Billy Graham Trivia: What Happened After Services at the 1949 ‘Canvas Cathedral’?

By   •   September 23, 2019

Canvas Cathedral 1949
The 1949 Greater Los Angeles Revival, held in a tent nicknamed "The Canvas Cathedral," moved Billy Graham into the national spotlight.

Q: What happened at the 1949 “Canvas Cathedral” each night after services ended?

A: A “night watchman” took over to talk and pray with people who wandered in overnight.

When Billy Graham came to Los Angeles for a series of evangelistic meetings that wound up making headlines around the world, thousands of people flocked to a huge, white tent known as the “Canvas Cathedral” to hear the Gospel, and countless lives were changed.

>> Watch Canvas Cathedral: Billy Graham’s Crisis of Faith.

While many people responded publicly to the altar call each evening, others held back, sometimes returning to the tent in the middle of the night.

A November 5, 1949, article in the Los Angeles Times told the story of Rev. Eddie Garver, a young pastor from California’s Yucca Valley.

This newspaper clipping has Billy Graham’s handwriting at the top.

To help take care of the nighttime visitors, Rev. Garver took leave from his church in the desert, about 120 miles east of Los Angeles, and applied for the job of night watchman.

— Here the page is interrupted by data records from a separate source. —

Issue #1745, opened 2016-03-15
Can't remove 'required'-rule when element has 'required'-attribute


ischas:
When the element has a 'required'-attribute, you can't remove it by calling `$(element).rules('remove','required')`.

https://jsfiddle.net/6hnw855z/1/

A pull-request to solve the problem will follow up.

k0stenko:
try to use double quotes with "remove"
$(element).rules("remove",'required')

Arkni:
Closing for now. See https://github.com/jquery-validation/jquery-validation/pull/1746#issuecomment-372032944 for reason.

PR #1746, opened 2016-03-15
remove "required"-attribute from element when removing "required"-rule

ischas:
Since the "attributeRules"-method checks for the "required"-attribute of the element, this attribute has to be removed when removing the "required"-rule.

This addresses #1745.

### DIFF
--- a/src/core.js
+++ b/src/core.js
@@ -174,6 +174,7 @@ $.extend( $.fn, {
 			delete data.required;
 			data = $.extend( { required: param }, data );
 			$( element ).attr( "aria-required", "true" );
+			$( element ).attr( "required", "true" );
 		}
 
 		// Make sure remote is at back
--- a/src/core.js
+++ b/src/core.js
@@ -409,6 +409,10 @@ $.extend( $.validator, {
 			// Add aria-required to any Static/Data/Class required fields before first validation
 			// Screen readers require this attribute to be present before the initial submission http://www.w3.org/TR/WCAG-TECHS/ARIA2.html
 			$( this.currentForm ).find( "[required], [data-rule-required], .required" ).attr( "aria-required", "true" );
+			
+			// Add required to any Static/Data/Class required fields before first validation
+			// Required is the html-equivalent to aria-required https://developer.mozilla.org/en-US/docs/Web/Accessibility/ARIA/ARIA_Techniques/Using_the_aria-required_attribute
+			$( this.currentForm ).find( "[aria-required], [data-rule-required], .required" ).attr( "required", "true" );
 		},
 
 		// http://jqueryvalidation.org/Validator.form/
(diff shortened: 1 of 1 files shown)


staabm:
I am not sure we should do this. since the lib did not add this required attribute, we shouldnt remove it IMO.

to be honest I think you should add the required rule using `$(element).rules('add','required')` when you rely on `$(element).rules('remove','required')` to remove it again.

ischas:
You're right when you say that my supposed change isn't symmetric. I'd suggest to change my pull request so the required-attribute is added when adding the required-rule.

Then the behaviour would be equal to the "aria-required"-attribute.

Arkni:
From my point of view, this lib shouldn't remove attributes added by the user.

>to be honest I think you should add the required rule using $(element).rules('add','required') when you rely on $(element).rules('remove','required') to remove it again.

:+1: to this.

Arkni:
> I changed my pull request so the required-attribute is added when adding the required-rule.
> 
> Now the behaviour is equal to the "aria-required"-attribute.

In that case, you should fix the travis failure: https://travis-ci.org/jzaefferer/jquery-validation/builds/116632270#L193

staabm:
> You're right when you say that my supposed change isn't symmetric. I changed my pull request so the required-attribute is added when adding the required-rule.

hehe, I didnt foresee that you would just add the attribute... ;-)

I am still not convinced we should add/remove the `required` attribute.
per https://developer.mozilla.org/en-US/docs/Web/Accessibility/ARIA/ARIA_Techniques/Using_the_aria-required_attribute ´required` and `aria-required` are identical in a html5 document.

In previous html versions there is no "required" attribute defined.

I have to think about this change in general..

staabm:
@ischas I didnt meant you need to adjust this PR furhter... I have to think about the general idea of this change.

wouldnt it be possible for you to use `$(element).rules('add','required')` instead of rendering a `required` attribute? Is there a reason why you dont do that?

ischas:
We are collaborating with a third company, which generates the HTML. In some circumstances the validation rules of fields change and our JavaScript is responsible for this (client-side) changes.

If you prefer not to merge my suggested changes I have to remove the required-attribute in my code.

If you change your mind you must help me to get travis happy. ;-)

ischas:
> From my point of view, this lib shouldn't remove attributes added by the user.
In fact, at the moment the "aria-required"-attributes is removed by code even it was added by the user.

https://jsfiddle.net/ischas/6hnw855z/2/

Arkni:
You're right. I didn't take that into consideration because this lib will add that attribute to a required element to make it possible for `Screen readers` to announce the element as `required`. And delete it when the `required` rule is removed by the user.

Arkni:
We dropped support for `aria-required` attribute in #2012. And I still stand by the point made by @staabm in https://github.com/jquery-validation/jquery-validation/pull/1746#issuecomment-197790882 and my own that this lib should not remove attributes added by the developer.

As a result, if anyone want to remove the `required` rule alongside the `required` attribute, they should do so by doing:
```js
$(element).rules('remove', 'required');
$(element).removeAttr('required');
```

I will close this PR for now. Feel free to ask if you have followup questions.
Thanks for oppening this PR, though.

“Above the rustle of the tent flaps and intermittent sounds of traffic, Eddie heard the shuffling of feet in the sawdust, sobs in the darkness,” the Los Angeles Times article read.

“I do not believe that any man … can solve the problems of life without Jesus Christ,” Billy Graham preached during one of the services. “There are tremendous marital problems, there are physical problems, there are financial problems, there are problems of sin and habit that cannot be solved outside the person of our Lord Jesus Christ.”

“Their stories were usually the same,” the article went on. “‘I can’t sleep. I’ve been tossing and turning. My conscience aches. I need somebody to pray with me.’ And there was Eddie, a shepherd for the lost lambs.”

It appears as though Billy Graham heard about Rev. Garver and read the article in the Times. According to Mr. Graham’s longtime secretary, Stephanie Wills, his handwriting can be seen in red ink at the top of the 1949 article.

“Accepted by Reader’s Digest as human interest story,” he scrawled across the top of the clipping.

The article said each nighttime visitor had “the same sleepless desire: to accept Christ because he can no longer resist.”

Thanks to the way God used Rev. Garver, the sleepless wanderers who found themselves inside the tent had the chance to pray about whatever was keeping them up.

And they didn’t have to do it alone.